RECORD EXTRACTS -
>>>
PR #368, opened 2019-07-10
feat(modal): change closeText to a optional prop on dialog with footer

Poltergeist:
This changes the closeText prop to be optional on the DialogModalWithFooter component to cover the
rare case were we want to show a informational message.

### DIFF
--- a/packages/modal/components/DialogModalWithFooter.tsx
+++ b/packages/modal/components/DialogModalWithFooter.tsx
@@ -1,14 +1,15 @@
 import * as React from "react";
-import DialogModal, { DialogModalProps } from "./DialogModal";
-import SecondaryButton from "../../button/components/SecondaryButton";
+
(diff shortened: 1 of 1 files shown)


packages/modal/components/DialogModalWithFooter.tsx
```diff
@@ -22,9 +23,11 @@ class DialogModalWithFooter extends React.PureComponent<
       <DialogModal
         footerContent={
           <div className={flex({ align: "center", justify: "space-between" })}>
-            <div className={flexItem("shrink")}>
-              <SecondaryButton onClick={onClose}>{closeText}</SecondaryButton>
-            </div>
+            {closeText !== "" || closeText != null ? (
```
mperrotti: Non-blocking nitpick: wouldn't `closeText && ()` work just as well because an empty string is falsy?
<<<
WORK REQUEST -
Transcribe each line above exactly; skip none.

EXPECTED ANSWER -
PR #368, opened 2019-07-10
feat(modal): change closeText to a optional prop on dialog with footer

Poltergeist:
This changes the closeText prop to be optional on the DialogModalWithFooter component to cover the
rare case were we want to show a informational message.

### DIFF
--- a/packages/modal/components/DialogModalWithFooter.tsx
+++ b/packages/modal/components/DialogModalWithFooter.tsx
@@ -1,14 +1,15 @@
 import * as React from "react";
-import DialogModal, { DialogModalProps } from "./DialogModal";
-import SecondaryButton from "../../button/components/SecondaryButton";
+
(diff shortened: 1 of 1 files shown)


packages/modal/components/DialogModalWithFooter.tsx
```diff
@@ -22,9 +23,11 @@ class DialogModalWithFooter extends React.PureComponent<
       <DialogModal
         footerContent={
           <div className={flex({ align: "center", justify: "space-between" })}>
-            <div className={flexItem("shrink")}>
-              <SecondaryButton onClick={onClose}>{closeText}</SecondaryButton>
-            </div>
+            {closeText !== "" || closeText != null ? (
```
mperrotti: Non-blocking nitpick: wouldn't `closeText && ()` work just as well because an empty string is falsy?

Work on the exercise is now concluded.